(Required action):
The word "initialized" may appear in some lines of the data; copy every such line.

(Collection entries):
---+---
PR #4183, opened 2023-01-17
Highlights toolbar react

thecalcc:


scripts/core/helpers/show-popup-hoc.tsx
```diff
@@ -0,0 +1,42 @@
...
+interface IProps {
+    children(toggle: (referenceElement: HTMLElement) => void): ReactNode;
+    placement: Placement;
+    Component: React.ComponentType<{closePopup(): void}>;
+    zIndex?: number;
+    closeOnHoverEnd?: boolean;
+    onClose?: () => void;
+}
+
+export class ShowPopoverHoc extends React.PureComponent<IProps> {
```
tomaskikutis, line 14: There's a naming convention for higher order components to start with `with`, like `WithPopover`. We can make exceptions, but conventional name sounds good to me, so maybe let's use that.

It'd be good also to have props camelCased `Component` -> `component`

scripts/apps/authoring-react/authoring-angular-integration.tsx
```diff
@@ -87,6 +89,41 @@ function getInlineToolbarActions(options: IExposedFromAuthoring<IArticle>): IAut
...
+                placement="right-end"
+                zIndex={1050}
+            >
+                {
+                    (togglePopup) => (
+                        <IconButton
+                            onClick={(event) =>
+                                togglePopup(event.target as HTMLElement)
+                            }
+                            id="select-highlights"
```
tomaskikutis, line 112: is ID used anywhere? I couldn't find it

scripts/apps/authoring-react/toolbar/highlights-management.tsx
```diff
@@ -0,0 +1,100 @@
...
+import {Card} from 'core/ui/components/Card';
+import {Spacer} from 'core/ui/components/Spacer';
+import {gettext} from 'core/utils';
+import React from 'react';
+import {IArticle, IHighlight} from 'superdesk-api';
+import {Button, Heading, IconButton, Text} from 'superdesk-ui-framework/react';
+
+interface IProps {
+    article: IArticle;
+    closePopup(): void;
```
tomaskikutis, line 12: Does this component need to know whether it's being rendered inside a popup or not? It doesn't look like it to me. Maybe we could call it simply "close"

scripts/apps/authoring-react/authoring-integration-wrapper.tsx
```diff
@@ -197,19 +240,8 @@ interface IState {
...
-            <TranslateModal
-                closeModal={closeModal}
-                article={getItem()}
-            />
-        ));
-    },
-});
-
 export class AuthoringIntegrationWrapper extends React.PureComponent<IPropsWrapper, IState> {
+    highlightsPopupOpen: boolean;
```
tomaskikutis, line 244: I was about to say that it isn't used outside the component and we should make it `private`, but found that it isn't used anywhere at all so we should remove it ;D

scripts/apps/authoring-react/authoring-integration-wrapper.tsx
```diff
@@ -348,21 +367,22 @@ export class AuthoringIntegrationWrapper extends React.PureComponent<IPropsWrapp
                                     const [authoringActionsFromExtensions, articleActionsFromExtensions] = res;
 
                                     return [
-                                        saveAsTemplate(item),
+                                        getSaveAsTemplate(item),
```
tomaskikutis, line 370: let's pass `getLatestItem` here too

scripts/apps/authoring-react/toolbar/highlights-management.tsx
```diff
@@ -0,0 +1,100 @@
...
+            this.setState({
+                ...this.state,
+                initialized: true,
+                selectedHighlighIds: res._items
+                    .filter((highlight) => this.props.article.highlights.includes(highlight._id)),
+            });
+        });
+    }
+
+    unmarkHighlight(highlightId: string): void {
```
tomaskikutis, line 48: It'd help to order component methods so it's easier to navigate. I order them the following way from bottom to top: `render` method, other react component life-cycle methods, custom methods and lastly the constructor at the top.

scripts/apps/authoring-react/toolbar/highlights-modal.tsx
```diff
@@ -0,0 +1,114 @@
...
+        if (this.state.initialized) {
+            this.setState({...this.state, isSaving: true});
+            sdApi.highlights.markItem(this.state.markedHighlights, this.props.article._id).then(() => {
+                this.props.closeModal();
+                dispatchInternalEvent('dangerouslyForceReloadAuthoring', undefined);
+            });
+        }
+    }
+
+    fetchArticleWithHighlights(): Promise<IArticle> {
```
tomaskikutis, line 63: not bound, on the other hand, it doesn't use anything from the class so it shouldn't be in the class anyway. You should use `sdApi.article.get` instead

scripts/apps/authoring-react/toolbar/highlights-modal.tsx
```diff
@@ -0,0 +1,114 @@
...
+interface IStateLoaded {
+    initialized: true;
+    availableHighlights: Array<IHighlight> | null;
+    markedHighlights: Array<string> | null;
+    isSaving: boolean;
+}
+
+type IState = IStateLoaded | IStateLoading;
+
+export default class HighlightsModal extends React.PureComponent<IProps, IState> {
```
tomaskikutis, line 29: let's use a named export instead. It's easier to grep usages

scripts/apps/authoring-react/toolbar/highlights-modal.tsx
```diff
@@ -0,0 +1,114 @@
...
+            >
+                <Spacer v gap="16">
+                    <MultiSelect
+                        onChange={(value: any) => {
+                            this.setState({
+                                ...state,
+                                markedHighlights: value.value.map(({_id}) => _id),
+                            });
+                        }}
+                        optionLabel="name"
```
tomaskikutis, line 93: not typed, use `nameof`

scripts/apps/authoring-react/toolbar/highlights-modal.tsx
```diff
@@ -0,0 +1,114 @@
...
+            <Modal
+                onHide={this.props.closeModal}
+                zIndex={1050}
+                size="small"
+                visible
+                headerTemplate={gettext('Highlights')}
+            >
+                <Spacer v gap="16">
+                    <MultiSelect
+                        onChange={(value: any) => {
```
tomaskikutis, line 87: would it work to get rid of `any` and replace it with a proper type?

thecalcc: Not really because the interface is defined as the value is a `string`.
---+---
(Written answer):
+                initialized: true,
+        if (this.state.initialized) {
+    initialized: true;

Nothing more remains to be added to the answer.